BEGIN Dataset

PR #89, opened 2020-11-11
Add Reactstrap modal and Remove Styles Parser

lancetipton:
**Ticket**: [ZEN-446](https://jira.simpleviewtools.com/browse/ZEN-446)

## Context

* The modals within the sessions component and the EUs Teams app is not consistent
* We need a way to ensure the modal is the same in use cases
* Moving forward the EU team will pass in a modal component to be used by the sessions component

## Goal

* Switch the modal component. Use a component passed in from the consumer

## Updates

* `apps/Main.js`
  * Added bootstrap styles to the modal looks correct
  * Should only be used in development
* `package.json`
  * Added `bootstrap` and `reactstrap` dev dependencies
  * Fix minor issue with double imports
* `src/components/button/evfButton.js` && `src/components/sessions.js`
  * Removed the use parsed styles code
  * Fixed some imports
  * Added import for the `modalContext`
* `src/components/modals/modalContext.js`
  * Added modalContext file to store the passed in modal component
* `src/containers/rootContainer.js`
  * Added code for passing in the modalComponet, matching to how the EU team will do it
* `src/containers/sessionsContainer.js`
  * Updated to use the `modalContext` provider to set the passed in modal component
* `src/mocks/eventsforce/evfModalBuilder.js`
  * Added demo modal component matching the EU teams component
  * Removed, as it's no longer needed

## Testing

**Test 1**
* Run this docker package url =>`keg evf pack run docker.pkg.github.com/simpleviewinc/keg-packages/tap:zee-446-react-strap-modal`

* Navigate to this url in the browser => http://evf-zee-446-react-strap-modal.local.kegdev.xyz/
  > The tap is using this updated version of re-theme, with the styles parser removed

* You may see some errors why the docker package is starting.
  * They look like this => http://snpy.in/6roPOD
  * These errors are not related and can be ignored
  * I'm testing updating to Node 14, and there a number of changes that cause these error to show up
  * They do not affect the actual application running

* Ensure
  * no errors are thrown from within the app
  * the app run as expected
* **IMPORTANT** - The modal styles are expected to be incorrect
  * This is due to the updates to the tap's modal using `boot-strap`
  * There is a seperate ticket to fix these issues

**Test 2**
* Go through each modal and ensure it opens as expected
  * Interact with the UI within the modal
  * All functionality should still work as expected


src/mocks/eventsforce/evfModalBuilder.js
```diff
@@ -0,0 +1,37 @@
...
+        isOpen={isOpen}
+        toggle={toggle}
+      >
+        { modalHeader && <ModalHeader>{ modalHeader }</ModalHeader> }
+        { modalBody && <ModalBody>{ modalBody }</ModalBody> }
+        { modalFooter && <ModalFooter>{ modalFooter }</ModalFooter> }
+      </Modal>
+    )
+  }
+}
```
mpcarolin, line 37: Not blocking b/c this is just for development, but:

why not just make this a component?

If it were a component then you could wrap it in `React.memo` and then `rootContainer` wouldn't need the `useMemo` call.

mpcarolin (approved):
Looks good to me. I had one comment, but not blocking.

src/mocks/eventsforce/evfModalBuilder.js
lancetipton: Yah I could do that, because it's just a HOC.
Honestly I just didn't want to overcomplicate it, because the real one is coming from the EU team.
I was trying to make it as simple as possible for them to integrate. 
But you are totally correct the it could be a Component with `React.memo`

src/containers/sessionsContainer.js
```diff
@@ -13,18 +14,25 @@ import { useSelector } from 'react-redux'
  *                                                  - passes back session id and an array of attendee ids
  */
 export const SessionsContainer = props => {
```
daniel112, line 16: minor thing. can you update the jsdoc for the `ModalComponent`

daniel112 (approved):
modal functionality works as expected
1 comment on jsdoc

src/containers/sessionsContainer.js
lancetipton: Updated

PR #90, opened 2020-11-12
Zen 427 group time conflicts

mpcarolin:
**Ticket**: [ZEN-427](https://jira.simpleviewtools.com/browse/ZEN-427)
and [ZEN-458](https://jira.simpleviewtools.com/browse/ZEN-458)

## Context

* currently, the group booking modal does not disable attendee checkbox items if those attendees have a time conflict between the selected session and another session

## Goal

* update the group booking modal to ensure that attendees with time-conflicts are disabled and greyed-out

## Updates

* `src/components/booking/attendeeBookingList.js`
  * updated to disable attendees checkbox items if they have a time conflict
* `src/hooks/booking/useBookingLists.js`
  * updated to ensure that attendees with time-conflicts are never pre-selected by the group booking modal
* `src/hooks/models/attendees/useIsAttendeeDisabledCallback.js`
  * created a more general hook, `useIsAttendeeDisabledCallback`, that checks if the attendee has either a time conflict OR is restricted from booking a session.
* `src/hooks/booking/useBookingTimeConflicts.js`
  * ensured that if `hasTimeConflict` returns a number, that number is a booking conflict id (sometimes this function could short-circuit return a 0 if the booked list was empty, but that could be misinterpreted as a conflict id)
  * also made `hasTimeConflict` work if the bookedId is a number rather than a string
  * updated `getTimeConflicts` to add a conflict id to the conflicts list if that id is 0
* `src/mocks/eventsforce/bookingStates/conflict.js`
  * just created a mock state for testing

## Testing

* `keg evf pack run package=docker.pkg.github.com/simpleviewinc/keg-packages/tap:zen-427-group-time-conflicts`
* navigate to http://evf-zen-427-group-time-conflicts.local.kegdev.xyz/?state=conflict.group.limited
* select the second session
  * verify that `Mr. Frank Smith` is disabled. This is because Frank Smith is already booked against the first session, which you can see in the test data json. These two sessions have the exact same time block and day.
* now select the first session
  * verify one of the attendees are pre-selected since they are already booked to the session
* select `Mr James` to be booked
* select the `Book Selected` button
* verify that the second session's booking button is now disabled
* if you'd like, try any combination

### DIFF
--- a/src/hooks/booking/useBookingLists.js
+++ b/src/hooks/booking/useBookingLists.js
@@ -1,7 +1,7 @@
 import { useMemo } from 'react'
 import { getExistingWaitIds } from 'SVUtils/booking/getExistingWaitIds'
 import { getExistingBookIds } from 'SVUtils/booking/getExistingBookIds'
-import { useRestrictedAttendeeIds } from './useRestrictedAttendeeIds'
+import { useIsAttendeeDisabledCallback } from 'SVHooks/models/attendees/useIsAttendeeDisabledCallback'
 
 /**
  * @param {boolean} initialCapacityExceedsNeed
@@ -26,21 +26,21 @@ const shouldPreselectAttendees = (
  * @param {Object} session - session object
  * @param {Array<import('SVModels/Attendee').Attendee>} attendees - full list of attendees
  * @param {Array<string>} initialWaitIds - list of ids on the initial waiting list
- * @param {Function} isBookable - cb of form: attendeeId => true/false if bookable/waitListable to the session
+ * @param {Function} isAttendeeDisabled - cb of form: attendeeId => true/false if bookable/waitListable to the session
  * @param {boolean} initialCapacityExceedsNeed - true if the initial capacity exceeds the potential
  * @return {Array<string>} initial booking ids
  */
 const getInitialBookingIds = (
   existingBookIds,
   attendees,
-  isBookable,
+  isAttendeeDisabled,
   shouldPreselect
 ) => {
   // if nobody is on the waiting list, and the capacity of session is greater than the number of attendees,
   // include all the attendees that are bookable
   if (shouldPreselect)
     return attendees.reduce((ids, nextAttendee) => {
-      if (!isBookable(nextAttendee.bookedTicketIdentifier)) return ids
+      if (isAttendeeDisabled(nextAttendee.bookedTicketIdentifier)) return ids
       ids.push(nextAttendee.bookedTicketIdentifier)
       return ids
     }, [])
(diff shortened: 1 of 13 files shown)


src/hooks/booking/useBookingLists.js
```diff
@@ -1,7 +1,7 @@
 import { useMemo } from 'react'
```
daniel112, line 1: marking this file for the unit test that failed
image

src/hooks/models/attendees/useIsAttendeeDisabledCallback.js
```diff
@@ -0,0 +1,54 @@
...
+
+/**
+ * Helper for determining if an attendee is restricted from booking a session
+ *  - checks both the restricted attendee list and searches for time conflicts with other sessions
+ * @param {import('SVModels/Session').Session} session
+ * @param {Array<import('SVModels/Attendee').Attendee>} attendees
+ * @returns {Function?} a callback of form (attendeeId) -> Boolean, which returns
+ * true if the attendee is disabled (cannot be booked or selected in the group booking modal)
+ */
+export const useIsAttendeeDisabledCallback = (session, attendees) => {
```
daniel112, line 40: for an edge case where every single person in the group is booked against a session. it should disable the booking button on the rest of the sessions that's conflicting similar to how it is for the single booking.

current behavior still enables the booking button, but when you open it, all users are disabled
image

daniel112 (changes requested):
unit test had 1 failing test for me
I also have an edge case that i think we should cover for consistency

src/hooks/booking/useBookingLists.js
mpcarolin: fixed

src/hooks/models/attendees/useIsAttendeeDisabledCallback.js
mpcarolin: Good catch. This had to do with the hook `useGroupCounts`, which was only counting using the restricted attendees. I updated it to factor in the time-conflicted ones as well 👍

lancetipton (approved):
Code looks good. Most items worked as expected, but I did run into something that may be an issue
When clicking on the first session from the test steps 4th bullet point, only one attendee is selected => http://snpy.in/LRYnCT
  * Which I'm pretty sure is the correct behavior
  * But the test says both users should be selected
    * From my understanding, it should only set all users as selected, when no attendees have been booked to the session
    * But because one of the attendees is booked to the session, it does not auto select all of them
  * When I remove the attendee from being booked to that session. Then when I open the modal, all users are auto selected.

So I'm going to approve because I believe everything is working correctly, even though that's not what the test says it should be doing

src/hooks/models/attendees/useIsAttendeeDisabledCallback.js
daniel112: will continue in https://jira.simpleviewtools.com/browse/ZEN-458

daniel112 (approved):

PR #92, opened 2020-11-16
Theme As Functions

lancetipton:
[Semver-Status] patch

> This PR should be reviewed along with [this PR](https://github.com/simpleviewinc/keg-hub/pull/72)

## Context
* Currently there is no way to overwrite the default theme config
* Keg-Components has been updated to allow dynamically setting the Theme
* This allows overwriting the default theme config

## Goal

* Should allow overwriting the default theme config

## Updates

* `apps/Main.js` && `apps/Sessions.js`
  * Moved call to setDefaultTheme to theme file
* Removed `setRNPlatform` call. It's no longer needed
* `src/theme/tapIndex.js`
  * Updated to call theme initialize function

## Testing

* Run the docker package => `keg evf pack run docker.pkg.github.com/simpleviewinc/keg-packages/tap:keg-theme-as-functions`
* Navigate to this URL => http://evf-keg-theme-as-functions.local.kegdev.xyz/
  * Ensure everything looks exactly the same as before
  * There should be no difference between the current EVF Tap styles, and the changes from this branch

### DIFF
--- a/apps/Main.js
+++ b/apps/Main.js
@@ -2,7 +2,7 @@ import '../src/theme/theme.config'
 import React, { useState, useEffect } from 'react'
 import { theme } from 'SVTheme'
 import { SafeAreaView, StatusBar } from 'react-native'
-import { getDefaultTheme, setDefaultTheme, ReThemeProvider } from '@keg-hub/re-theme'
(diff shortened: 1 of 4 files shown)


daniel112 (approved):
everything looks normal to me

mpcarolin (approved):
Looks good to me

END Dataset

Assigned task |
Look over the records above, and wherever a line contains the string "const", copy that line.

Result for this task |
 export const SessionsContainer = props => {
@@ -26,21 +26,21 @@ const shouldPreselectAttendees = (
 const getInitialBookingIds = (
+export const useIsAttendeeDisabledCallback = (session, attendees) => {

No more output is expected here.